How to complete this task
From the records below, extract only the lines running from the line with "Because different tables" to the line with "The selection is", both lines included, reproducing them exactly.

Extracted entries
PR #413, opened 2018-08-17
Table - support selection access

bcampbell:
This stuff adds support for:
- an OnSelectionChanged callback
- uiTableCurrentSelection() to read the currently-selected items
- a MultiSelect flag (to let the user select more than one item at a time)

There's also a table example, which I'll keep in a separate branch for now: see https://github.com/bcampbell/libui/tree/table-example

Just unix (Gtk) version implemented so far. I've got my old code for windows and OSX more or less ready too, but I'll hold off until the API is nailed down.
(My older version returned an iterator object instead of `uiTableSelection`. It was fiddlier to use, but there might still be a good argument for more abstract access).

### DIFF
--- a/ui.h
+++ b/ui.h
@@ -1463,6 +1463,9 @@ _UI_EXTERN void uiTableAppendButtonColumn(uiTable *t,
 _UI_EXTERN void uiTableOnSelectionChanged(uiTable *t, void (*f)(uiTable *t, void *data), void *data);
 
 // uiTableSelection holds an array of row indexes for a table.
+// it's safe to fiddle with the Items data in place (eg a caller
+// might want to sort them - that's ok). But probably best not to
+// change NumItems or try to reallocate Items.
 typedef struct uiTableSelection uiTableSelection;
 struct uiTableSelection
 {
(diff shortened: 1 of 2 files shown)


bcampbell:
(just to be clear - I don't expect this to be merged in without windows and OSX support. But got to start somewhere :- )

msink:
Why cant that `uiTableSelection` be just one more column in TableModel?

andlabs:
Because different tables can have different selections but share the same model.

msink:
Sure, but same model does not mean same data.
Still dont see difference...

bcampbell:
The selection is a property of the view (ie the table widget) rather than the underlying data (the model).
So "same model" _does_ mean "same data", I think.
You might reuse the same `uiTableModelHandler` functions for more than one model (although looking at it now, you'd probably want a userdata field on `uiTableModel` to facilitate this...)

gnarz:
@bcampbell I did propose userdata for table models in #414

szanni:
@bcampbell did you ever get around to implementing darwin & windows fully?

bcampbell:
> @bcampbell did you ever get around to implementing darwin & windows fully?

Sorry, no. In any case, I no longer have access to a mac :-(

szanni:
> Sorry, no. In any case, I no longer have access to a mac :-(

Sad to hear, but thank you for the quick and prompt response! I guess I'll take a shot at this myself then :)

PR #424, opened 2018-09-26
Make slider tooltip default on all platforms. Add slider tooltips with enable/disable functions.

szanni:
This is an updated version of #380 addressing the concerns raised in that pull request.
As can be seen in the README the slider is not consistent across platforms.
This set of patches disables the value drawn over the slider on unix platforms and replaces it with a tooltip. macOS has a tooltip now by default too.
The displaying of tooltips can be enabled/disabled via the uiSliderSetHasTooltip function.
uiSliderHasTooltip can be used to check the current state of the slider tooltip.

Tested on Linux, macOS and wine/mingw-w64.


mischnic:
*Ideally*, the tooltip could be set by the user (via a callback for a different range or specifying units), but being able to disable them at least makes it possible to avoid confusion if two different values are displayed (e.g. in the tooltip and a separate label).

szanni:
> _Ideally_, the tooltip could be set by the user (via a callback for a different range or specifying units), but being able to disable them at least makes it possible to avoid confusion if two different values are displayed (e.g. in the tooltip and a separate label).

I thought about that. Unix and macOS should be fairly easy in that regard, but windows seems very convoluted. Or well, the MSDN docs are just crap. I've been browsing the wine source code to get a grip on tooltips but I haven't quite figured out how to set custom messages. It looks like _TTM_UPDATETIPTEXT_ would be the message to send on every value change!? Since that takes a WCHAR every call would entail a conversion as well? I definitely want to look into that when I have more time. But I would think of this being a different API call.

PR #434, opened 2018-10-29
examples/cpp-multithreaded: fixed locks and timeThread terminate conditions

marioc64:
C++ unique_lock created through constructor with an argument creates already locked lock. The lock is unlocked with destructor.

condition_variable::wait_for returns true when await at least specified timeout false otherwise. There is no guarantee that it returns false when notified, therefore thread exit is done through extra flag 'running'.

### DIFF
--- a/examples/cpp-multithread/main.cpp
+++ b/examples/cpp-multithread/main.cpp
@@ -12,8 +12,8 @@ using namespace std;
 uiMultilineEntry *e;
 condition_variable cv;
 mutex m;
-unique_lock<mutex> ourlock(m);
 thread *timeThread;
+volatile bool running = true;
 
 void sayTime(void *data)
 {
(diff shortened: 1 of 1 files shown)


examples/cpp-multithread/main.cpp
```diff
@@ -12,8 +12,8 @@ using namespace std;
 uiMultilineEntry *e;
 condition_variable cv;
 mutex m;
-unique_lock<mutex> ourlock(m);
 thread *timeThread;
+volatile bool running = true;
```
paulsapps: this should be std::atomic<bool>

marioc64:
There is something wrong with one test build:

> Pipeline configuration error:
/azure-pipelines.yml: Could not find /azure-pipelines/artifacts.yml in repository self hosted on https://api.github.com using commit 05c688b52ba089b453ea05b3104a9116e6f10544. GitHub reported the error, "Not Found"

...

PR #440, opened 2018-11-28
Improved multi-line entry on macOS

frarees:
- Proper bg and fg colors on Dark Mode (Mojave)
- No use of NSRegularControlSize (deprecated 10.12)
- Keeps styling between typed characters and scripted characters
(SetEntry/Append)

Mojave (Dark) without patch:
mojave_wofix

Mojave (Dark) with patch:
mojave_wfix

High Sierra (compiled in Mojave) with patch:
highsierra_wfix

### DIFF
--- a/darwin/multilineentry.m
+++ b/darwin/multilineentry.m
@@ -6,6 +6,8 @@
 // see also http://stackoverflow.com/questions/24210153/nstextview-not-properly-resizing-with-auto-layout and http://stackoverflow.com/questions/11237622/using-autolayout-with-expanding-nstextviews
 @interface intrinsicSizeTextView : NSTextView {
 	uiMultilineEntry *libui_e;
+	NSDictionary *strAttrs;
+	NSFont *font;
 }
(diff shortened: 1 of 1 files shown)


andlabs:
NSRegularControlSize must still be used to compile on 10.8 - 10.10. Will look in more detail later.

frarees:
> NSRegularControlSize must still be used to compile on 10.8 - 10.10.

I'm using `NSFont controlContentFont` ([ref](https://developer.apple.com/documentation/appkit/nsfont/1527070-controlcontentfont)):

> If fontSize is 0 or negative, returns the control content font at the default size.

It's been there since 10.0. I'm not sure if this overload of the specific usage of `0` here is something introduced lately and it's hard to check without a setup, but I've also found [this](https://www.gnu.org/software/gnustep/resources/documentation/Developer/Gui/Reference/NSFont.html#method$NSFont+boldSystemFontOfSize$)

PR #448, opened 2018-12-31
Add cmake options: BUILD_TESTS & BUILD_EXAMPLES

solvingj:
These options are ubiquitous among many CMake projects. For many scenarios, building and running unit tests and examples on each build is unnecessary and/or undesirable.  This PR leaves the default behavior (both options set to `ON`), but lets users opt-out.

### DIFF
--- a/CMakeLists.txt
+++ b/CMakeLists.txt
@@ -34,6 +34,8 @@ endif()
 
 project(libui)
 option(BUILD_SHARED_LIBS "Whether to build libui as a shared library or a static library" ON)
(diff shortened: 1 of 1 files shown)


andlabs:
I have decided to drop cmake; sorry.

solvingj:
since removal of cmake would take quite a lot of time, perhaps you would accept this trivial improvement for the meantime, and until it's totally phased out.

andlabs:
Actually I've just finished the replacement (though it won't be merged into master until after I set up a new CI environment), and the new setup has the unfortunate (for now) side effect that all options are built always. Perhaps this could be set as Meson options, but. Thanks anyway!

==

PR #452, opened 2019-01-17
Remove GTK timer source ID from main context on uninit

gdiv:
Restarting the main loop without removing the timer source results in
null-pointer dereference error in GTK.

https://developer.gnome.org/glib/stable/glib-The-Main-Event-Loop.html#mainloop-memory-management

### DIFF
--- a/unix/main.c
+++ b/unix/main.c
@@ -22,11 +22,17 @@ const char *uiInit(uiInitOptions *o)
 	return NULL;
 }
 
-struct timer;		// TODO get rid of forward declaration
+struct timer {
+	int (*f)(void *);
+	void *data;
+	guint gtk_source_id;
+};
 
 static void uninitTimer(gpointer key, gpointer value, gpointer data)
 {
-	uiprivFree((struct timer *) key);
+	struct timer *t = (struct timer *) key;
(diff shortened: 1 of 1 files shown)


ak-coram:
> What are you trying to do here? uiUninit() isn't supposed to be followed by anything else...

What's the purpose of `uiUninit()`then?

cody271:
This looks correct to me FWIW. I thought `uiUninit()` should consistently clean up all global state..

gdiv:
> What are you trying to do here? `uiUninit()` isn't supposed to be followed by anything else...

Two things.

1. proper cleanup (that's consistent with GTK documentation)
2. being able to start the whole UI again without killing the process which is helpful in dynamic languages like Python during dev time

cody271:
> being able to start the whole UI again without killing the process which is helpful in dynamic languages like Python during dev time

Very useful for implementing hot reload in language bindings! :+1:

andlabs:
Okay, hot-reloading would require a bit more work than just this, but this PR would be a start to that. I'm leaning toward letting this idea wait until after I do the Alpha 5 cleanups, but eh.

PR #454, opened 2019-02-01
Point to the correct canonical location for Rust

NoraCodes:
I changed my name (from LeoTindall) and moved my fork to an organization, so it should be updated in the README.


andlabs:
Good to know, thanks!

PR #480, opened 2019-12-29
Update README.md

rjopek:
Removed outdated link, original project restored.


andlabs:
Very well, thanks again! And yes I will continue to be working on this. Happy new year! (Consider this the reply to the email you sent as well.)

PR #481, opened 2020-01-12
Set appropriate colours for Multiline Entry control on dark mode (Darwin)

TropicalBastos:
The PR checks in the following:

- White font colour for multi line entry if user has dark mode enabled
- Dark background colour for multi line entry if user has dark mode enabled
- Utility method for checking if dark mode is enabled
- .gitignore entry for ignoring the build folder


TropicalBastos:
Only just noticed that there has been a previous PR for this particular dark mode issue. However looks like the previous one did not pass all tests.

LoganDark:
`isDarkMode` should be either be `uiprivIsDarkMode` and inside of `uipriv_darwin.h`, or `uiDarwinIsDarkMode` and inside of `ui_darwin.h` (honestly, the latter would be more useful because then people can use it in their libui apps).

Answer for the task
Because different tables can have different selections but share the same model.

msink:
Sure, but same model does not mean same data.
Still dont see difference...

bcampbell:
The selection is a property of the view (ie the table widget) rather than the underlying data (the model).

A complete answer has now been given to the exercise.